**What to produce:** Only one stretch of the records below should be repeated. It starts with the line containing "e | 50% gray" and goes on through the line containing "k | 50% gray", exactly as written.
(Supplied data begins)
Issue #502, opened 2026-07-22
render: faithful subtractive overprint needs a CMYK/spot colorant buffer (3 GWG030 patches)


ben-milanko:
> **Rescoped 2026-07-25.** Overprint *is* implemented — this ticket originally read "the renderer does not implement overprint at all", which is no longer true. Parsing (#506) and the RGB `darken` approximation (#515, ceiling pinned by #518) both landed. What remains is the last, architectural step: a colorant buffer. The original framing is preserved in the history below.

## What's left

Three GWG030 patches still show their self-grading fail-marker "X", and **no RGB compositor can clear them**:

| patch | case |
|---|---|
| d | 50% K over CMYK, OPM 0 |
| e | 50% gray over CMYK, either mode |
| k | 50% gray over CMYK, either mode |

In each, a neutral ink must knock the DeviceCMYK backdrop's process colorants out to grey — while a **spot** backdrop of the *same RGB colour* must survive untouched. Those two cases are indistinguishable once everything is RGB, so the current `BlendMode.darken` approximation cannot separate them. It is the RGB optimum: empirically no OPM-keyed blend does better (`doc/dev-log/2026-07-23-overprint-rgb-ceiling.md`).

**The fix is a CMYK/spot colorant buffer** — composite affected draws in ink space with OPM-0/1 semantics, then convert. It interacts with Separation/DeviceN tint transforms and transparency groups, which is why it was split out rather than attempted inline.

## Current state (what already works)

- `/OP`, `/op`, `/OPM` parse into the graphics state and reach devices via `PdfDevice.setOverprint` (#506).
- `CanvasPdfDevice` composites an overprinting fill/stroke/gradient/mesh with `BlendMode.darken` (per-channel min) while the blend mode is Normal (#515). `darken` is a no-op over white, so the ~40 Ghent pages that set `op`/`OP` defensively over the page background are unaffected. `multiply` was tried and rejected — it double-darkens ink over ink.
- `StripBinningDevice` routes overprinting draws to its delegate, holding strip/canvas parity.
- `CanvasPdfDevice.debugOverprintCompositing` is a kill switch (it was the tool that separated overprint from #505's transparency-group change while root-causing #550).
- Markers now flatten on **every "over spot" patch** and on the "over CMYK" patches whose neutral ink only darkens (K under OPM 1, separation black).
- Per-patch behaviour — which markers flatten, which remain — is pinned platform-independently by `overprint_render_test.dart`, so this can't silently regress.

[...]

PR #608, opened 2026-07-25
feat(render): faithful image overprint via per-sample colorant readings (#604)

### LINKED ISSUE #604: render: image overprint (colorant reading for decoded rasters)
Follow-up to #502 / #602. The CMYK/spot colorant buffer made **vector** overprint faithful, but **image** overprint is still unimplemented: a decoded raster carries no colorant reading, so an image neither overprints what's under it nor accepts overprint from ink drawn over it.

## What still fails

Left over from #502's acceptance clause "as fidelity improves, GWG190/191/192 should follow":

- **GWG190/191/192 DeviceN Overprint** — the two *vector* patches on each page are now solid/correct (#602); the two *image* patches still show their self-grading "X" marker. These pages remain in `ghent_render_test.dart`'s `_knownBaselineDeviations`.
- **GWG031 Gray Image Overprint** — unchanged; image overprint out of scope for the colorant buffer.

## Why it's separate

`overprint_compositor.dart` records the colorants each *vector* draw leaves behind and composites an overprinting draw against them. An image draw has no such reading — the buffer would need each image resolved to process/spot colorants (its colour space + samples), which interacts with image color spaces (DeviceN/Separation/ICC images), `/Decode`, and masking. That's a materially larger change than the vector path.

## Acceptance

Remove GWG190/191/192 (and, if reachable, GWG031) from `_knownBaselineDeviations` and pixel-enforce, with per-patch coverage extended in `overprint_render_test.dart`.

See `doc/dev-log/2026-07-25-overprint-colorant-buffer.md` for the vector-side design and the "still out of scope: image overprint" note.

ben-milanko:
## Summary

Closes #604. The CMYK/spot colorant buffer (#502) made **vector** overprint subtractive by recording the device colorants each draw leaves behind. An **image** draw had no such reading — decoded pixels are sRGB, which has no colorant decomposition — so a raster neither overprinted what was under it nor accepted overprint from ink drawn over it.

This supplies the reading where it actually exists: the image's own *samples*, in its own colour space, before they become pixels.

- **`PdfColorSpace.inkColorants` for `/Indexed`** — reads the *base* space through the selected palette entry (§8.6.6.3); null for an RGB-ish palette, like every other space with no reading. GWG031's gray raster is `/Indexed` over DeviceCMYK, so without this it had no reading at all.
- **`pdf_graphics/lib/src/image_colorants.dart`** (new) — `pdfImageColorants` answers "what colorants does this raster carry"; `pdfImageOverprintStream` composites every sample over a backdrop (`PdfInkColorants.over`) and returns a **substitute image stream** whose colours are already the composite.
- **`PdfOverprintCompositor.image`** — the policy: rasterize the image's quad, read the backdrop under it, offer it, record what the raster leaves behind. Its sibling **`.stencil`** covers the one image kind that needs no substitute: an `/ImageMask` paints the *fill* colour through its own alpha, so only that colour needs resolving.

A substitute XObject rather than a new device call, a flag on `PdfImageRequest`, or a per-pixel hook: an image XObject is a thing every path already knows how to draw, so the canvas device, strip device, recorded command buffer, render worker, codec and decoded-image cache need **no change at all** — the interpreter simply draws a different stream.

Two rules carried over from the vector path: the exact-answer rule (a composite equal to the backdrop reuses the backdrop's own rendered pixels, one equal to the ink reuses the ink's, so an overprint that changed nothing is invisible rather than a shade off), and bare paper as the identity (overprinting onto no colorant leaves every sample as it was, so `pdfImageOverprintStream` returns null and nothing is built — the case that keeps pages setting `/op` defensively over white free).

API impact: `PdfImageColorants`, `pdfImageColorants`, `pdfImageOverprintStream` and `PdfOverprintCompositor.image`/`.stencil`/`.spotEquivalents` are additive; no existing signature changes outside the interpreter's private helpers.

## Affected packages

- [ ] `pdf_cos`
- [ ] `pdf_document`
- [x] `pdf_graphics`
- [x] `dart_pdf_editor` (tests + Ghent baselines only)
- [ ] `pdf_test_fixtures`
- [ ] Example app

## Change type

- [ ] Bug fix
- [x] Feature
- [x] Rendering change
- [ ] Editing behavior change
- [ ] Performance change
- [ ] Refactor / cleanup
- [ ] Tests / fixtures only
- [ ] Documentation only

## Validation

- [x] `fvm flutter pub get`
- [x] `fvm dart analyze` (`--fatal-infos`, clean)
- [x] `cd packages/pdf_graphics && fvm dart test` (982 passing)
- [x] `cd packages/dart_pdf_editor && fvm flutter test` (1984 passing)
- [x] Ghent corpus test and baseline update — 44 pixel-enforced + 10 tolerated, all passing
- [ ] Real PDF corpus parse/render smoke test — the `corpus/` set is git-ignored and not present in this environment
- [ ] Example app smoke test — no UI surface changed

`pdf_cos` and `pdf_document` are untouched by this change, so their suites were not re-run.

**Performance.** `tool/perf.sh gate` (the deterministic half) is **re-baselined**: GWG010 and GWG020 decode more streams now — the images' own samples, plus the tint-transform streams of the colour spaces that give them a colorant reading. Both are pages that declare overprint *and* draw colorant-bearing images, and on both the reads are used (a substitute is built), so this is the feature's own cost rather than speculative work; the other ten gate inputs are unmoved. See the comment thread for the trace.

By construction the work is bounded: a raster whose colour space has no colorant reading (DeviceRGB/ICCBased/Lab — most image content) is refused *before* `decodeStreamData` is called, so nothing is decompressed to find out; a colorant-bearing raster pays one uniformity scan per stream per document, memoised; and a substitute is built only for a raster that actually overprints onto something other than paper. The wall-clock `tool/perf.sh diff` A/B over `ghent-suite-open` is still running — numbers to follow in a comment.

Fixtures are the checked-in Ghent suite. Six pages change, all overprint pages:

| page | before → after |
|---|---|
| GWG190/191/192 DeviceN Overprint | 2 of 4 patches solid → **all 4** (out of `_knownBaselineDeviations`) |
| GWG031 Gray Image Overprint | the "Wrong" white box around the drop shadow → the **"Correct"** green |
| GWG020 Spot to CMYK Overprint | 4 of 10 self-grading patches passing → **8 of 10** |
| GWG010 CMYK Overprint Test | its OPM-1 "mask" patch now shows the backdrop through |

GWG190/191/192's own legends state the grading verbatim: "a + b must be rendered to solid Black (100C100K) rectangles… a faint X means that OP is not honored (or image was converted to DeviceCMYK for b)"; "c + d must be rendered to solid Cyan rectangles".

## Compatibility checklist

- [x] Raw PDF stream bytes stay lazy/raw until decoding is required — the sample reader only decodes a stream once the colour space has already said it has a colorant reading.

## Notes for reviewers

**Three intentional baseline changes worth a look.**

1. **GWG190/191/192** leave `_knownBaselineDeviations` and become pixel-enforced (41 → 44 enforced pages).

2. **GWG020 was re-seeded and stays tolerated.** Six more of its ten patches now pass: the two image and two shading patches (a uniform raster is now a *backdrop* the buffer can composite against — the other half of this issue, which the acceptance criteria didn't have a fixture for) and the two `/ImageMask` "mask" patches (from `.stencil`). Its two **font** patches still show their marker and will until text is modelled by its outlines rather than its em box — #502's deliberate cost trade — so the page stays in the set.

3. **GWG010 moved and was re-seeded.** It is a visual-comparison page with no self-grading legend. Its "mask" patch paints a rich-black X (`.5 .5 .5 .5 k`), then draws an `/Indexed`-over-DeviceCMYK 50%-magenta raster clipped to that X with `/op true`. Under OPM 1 the raster's three zero components leave the backdrop's C, Y and K standing, so the X shows through; under OPM 0 it writes all four and knocks the X out to flat pink. That contrast between the two rows is the page's subject, and the rule producing it is the same one GWG031 grades explicitly ("Overprinting must be honored for the output") and GWG011 pins for vector paint ("if an X appears the Overprint Mode is not respected"). **If you read that patch differently, this is the line to push back on.**

**A subtle interaction that cost more thought than the compositing.** The decoded-image cache keys XObject images by *stream identity*, and one render path (`renderPictureWithPlan`, plus the strips harness) discovers images with a separate scan-only walk before painting. So (a) substitutes are memoised per `(stream, backdrop, mode)` on an `Expando`, and (b) `_beginOverprint` now clears `_scanImages` for any page that opens a buffer — a page that resolves overprint is walked in full even to *collect* its images. Without either, the paint walk would ask the cache for a stream the collect walk never decoded and the image would silently fail to appear (a blank panel, not a wrong colour). `overprint_render_test.dart` has a dedicated guard rendering GWG031 through the two-walk path, because nothing else would catch that.

**Known limitation / follow-up.** One substitute composites against one backdrop, so a raster straddling two of them still declines. GWG010's neighbouring "image" patch is exactly that shape — the same test with the raster covering the whole square instead of just the X, so it sits on the pink square *and* the black X — and stays a flat knockout. Making it right means a per-pixel backdrop, i.e. carrying the buffer's own raster into the substitute rather than a single vector. That is the last piece of image overprint still missing.

Full design notes, including every decline and why it sits where it does: `doc/dev-log/2026-07-25-image-overprint-colorants.md`.

https://claude.ai/code/session_019ToHYCy9X3eh9vqg8koy3B


ben-milanko:
CI's `test` job was red on the deterministic counter gate. Fixed in fc18d1d, along with a second thing the investigation turned up.

### 1. The counter gate — re-baselined, deliberately

```
ghent:1-CMYK/GWG010_CMYK_OP_x3.pdf   bytesDecodedFlate: 20752 -> 29777
ghent:2-SPOT/GWG020_CMYKSpot_OP_x1a.pdf  objectsLoaded: 41 -> 47
                                       streamsDecoded:  7 -> 11
                                    bytesDecodedFlate: 11810 -> 26280
```

I traced each one before accepting it. Both pages declare overprint *and* draw colorant-bearing images, so the interpreter now decodes those images' samples to read their colorants, plus the tint-transform streams of the Separation/DeviceN spaces that give them the reading. On both pages the reads are **used** — a substitute raster is actually built — so this is the feature's own cost rather than speculative work. The other ten gate inputs are unmoved (`counter gate OK: 12 inputs, 13 counters within 3%`).

Worth stating explicitly since it isn't obvious from the counter names: a raster whose colour space has no colorant reading is refused *before* `decodeStreamData` is called, so DeviceRGB/ICCBased/Lab images — most image content — contribute nothing to this.

### 2. GWG020 went from 4/10 to 8/10 self-grading patches

Chasing the GWG020 counter shift made me look at what the page actually renders now, and six of its ten patches had cleared:

| | before | after |
|---|---|---|
| font (a, f) | ✗ | ✗ |
| vector (b, g) | ✗ | ✓ |
| image (c, h) | ✗ | ✓ |
| mask (d, i) | ✗ | ✓ |
| shading (e, j) | ✗ | ✓ |

The vector and shading patches came free: they sit on an image, and a uniform raster is now a *backdrop* the buffer can composite against — the other half of this issue, which I hadn't had a fixture for.

The **mask** patches needed one more piece, so I added it. An `/ImageMask` carries no colour of its own — it paints the *fill* colour through its own alpha (§8.9.6.2) — so its ink is ordinary vector ink with an ordinary colorant reading, and the only thing to resolve is the colour on the request; no substitute raster is involved. What the buffer can't model is a stencil's **coverage** (the mask, not the quad), so `PdfOverprintCompositor.stencil` resolves only when the backdrop is a single vector across the whole quad — where every pixel the mask does paint composites to the same colour, making "paint that colour through the mask" exact — and records the quad as unknown either way, since the backdrop survives wherever the mask is clear.

The two **font** patches still show their marker and always will under the current design: the buffer marks a text run by its em box rather than its glyph outlines, which is #502's deliberate cost trade (rasterizing outlines measured as most of the buffer's whole cost). GWG020 therefore stays in `_knownBaselineDeviations`; its baseline is re-seeded, and `overprint_render_test.dart` now pins its four image and stencil patches per-patch so the improvement can't silently regress behind that tolerance.

### Re-validated after both changes

- `dart analyze --fatal-infos` — clean
- `tool/perf.sh gate` — `12 inputs, 13 counters within 3%`
- `packages/pdf_graphics` — 978 passing (25 in the new `image_colorants_test.dart`, including four for the stencil path)
- `packages/dart_pdf_editor` — 1984 passing; the Ghent suite is 44 pixel-enforced + 10 tolerated, all passing
- `overprint_render_test.dart` — 6 tests, now covering GWG030 / GWG190 / GWG191 / GWG192 / GWG031 / GWG020

### Still outstanding

The `tool/perf.sh diff HEAD ghent-suite-open` A/B — my sandbox was restarted mid-run, so I've relaunched it and will post the wall-clock numbers here when it lands. Nothing about the shape of the change depends on the answer; the gate above is the deterministic half.

---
(Supplied data ends)
**Answer box:**
| e | 50% gray over CMYK, either mode |
| k | 50% gray over CMYK, either mode |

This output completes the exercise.